Administrative Law Judges Peter C. Mlynarczyk and Daniel E. Dilzer concur in this Opinion.
[1] We note that five motions for extension of time and a motion for continuance were granted during the pendency of this appeal.
[2] During the course of this claim, the respondent terminated the claimant’s employment in April 2016, but he was reinstated in 2017. See Findings, ¶ 30. The claimant’s employment with the respondent was terminated again when the respondent sent the claimant a letter dated July 12, 2021, advising him that he was on “undocumented, unpaid leave” and effective June 2022 his employment would end.

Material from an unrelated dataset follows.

PR #273, opened 2022-08-01
tetragon: Fixed missing grpc port expose via helm install

pxp928:
Currently the tetragon service does not expose the grpc port when it is enabled via values.yaml. This checks to see if the grpc is enabled and exposes the port via the service.

Signed-off-by: pxp928 <parth.psu@gmail.com>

Findings, ¶ 49‑51.
[3] The administrative law judge also noted that the claimant’s primary care physician, Lee Forest, D.O., had documented the claimant reported low back pain to him at various occasions prior to 2015, noting in particular, an October 7, 2009 and an October 13, 2014 note. The administrative law judge further noted that neither report indicated the severity of the pain. See Findings, ¶ 10.
[4] We believe the administrative law judge could reasonably have found Lantner’s opinion as to the weight of the March 27, 2015 incident on the claimant’s condition too equivocal and vague to have merited reliance. See Respondent’s Exhibit 3, pp. 29-32.
[5] See Conclusion, ¶ G; see also Zimmerman’s May 7, 2015 office note (Claimant’s Exhibit H); Tung’s August 10, 2017 office note (Claimant’s Exhibit P); Boolbol’s October 5, 2015 office note (Claimant’s Exhibit F); and Sood’s March 18, 2021 office note (Claimant’s Exhibit F).